PR #647, opened 2020-12-12
automating CloudFormation Resource Provider Definition MetaSchema updates with Github actions

PatMyron:
[tested in my fork](https://github.com/PatMyron/cloudformation-cli/pull/1/files)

== == ==

**TASK TO CARRY OUT**
Return, from the data above, each line in which the string "PatMyron" appears.

**SOLUTION TO THE PROBLEM**
PatMyron:
[tested in my fork](https://github.com/PatMyron/cloudformation-cli/pull/1/files)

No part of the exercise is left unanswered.